Either way I think promoting natural browse, food plots etc is the way to go. Deer as browsers will only utilize supp. feed about 25% of the time anyway.


----------



## tracker (Jan 15, 2008)

*cheapest*

The cheapest is to fertilize honeysuckle patches, from what I have read the best times are Feb and Aug.

Danny


----------



## GeorgiaBowHunter (Jan 15, 2008)

Todd E, dont you have a problem with the corn lasting in that gravity fed feeder though, it just seems like it wont last as long.  Not with my deer anyway.  What about them are better than the timed feeders?


----------



## Sylvan (Jan 15, 2008)

I'd try and set up a mineral site also, you can do that fairly cheap.


----------



## LittleBigDoe12 (Jan 16, 2008)

In my opinion the trough or gravity feders work best. Timed ones just havent done good for me, koons and other critters get the corn or feed more than deer do. With trough's the koons and critters still get it but not as much.

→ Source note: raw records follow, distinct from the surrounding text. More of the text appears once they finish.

PR #9574, opened 2022-11-09
Expression#Evaluate(): avoid Defer, and malloc(), via try-catch

Al2Klimov:
Defer is good for K. I. S. S., but with many objects and apply rules Expression#Evaluate() is called very often.

### DIFF
--- a/lib/config/expression.cpp
+++ b/lib/config/expression.cpp
@@ -39,6 +39,8 @@ void Expression::ScriptBreakpoint(ScriptFrame& frame, ScriptError *ex, const Deb
 
 ExpressionResult Expression::Evaluate(ScriptFrame& frame, DebugHint *dhint) const
 {
+	ExpressionResult result (Empty);
+
 	try {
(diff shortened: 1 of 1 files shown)


julianbrost:
The overhead should be due to `std::function`. Maybe it can be avoided by changing `Defer::Defer(std::function<...>)` to `Defer<T>::Defer(T)`?

Al2Klimov:
Nope, one must explicitly specify type params while constructing and you can't describe a lambda's type.

Al2Klimov:

f59f361f0
real    36m38.277s
user    196m31.058s
sys     71m49.837s

real    35m14.356s
user    190m16.353s
sys     68m23.075s

real    35m35.668s
user    192m36.516s
sys     68m44.489s

da3122ee0
real    35m6.818s
user    186m41.237s
sys     70m34.023s

real    35m24.986s
user    190m7.927s
sys     70m12.540s

real    35m49.933s
user    191m59.340s
sys     70m50.246s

but by far the cheapest way is fertilize native browse.


----------



## gadeerwoman (Jan 16, 2008)

If you are only feeding to hold deer in the area, timed feeders will work well. If you are talking feeding to improve weights and condition, use trough feeders or free choice barrel feeders. In that situation you want them to eat freely, as much as they want, not just several pounds fed a couple times a day with a timed feeder.


----------



## GeorgiaBowHunter (Jan 16, 2008)

Okay im goin to do the fertilizing things but what should i fertilize it with?  Will just any plant fertilizer do the trick?


----------



## Todd E (Jan 16, 2008)

My feed lasts longer with the gravity fed free choice. I've been the slinger route and will not use one again(except for baiting hogs). 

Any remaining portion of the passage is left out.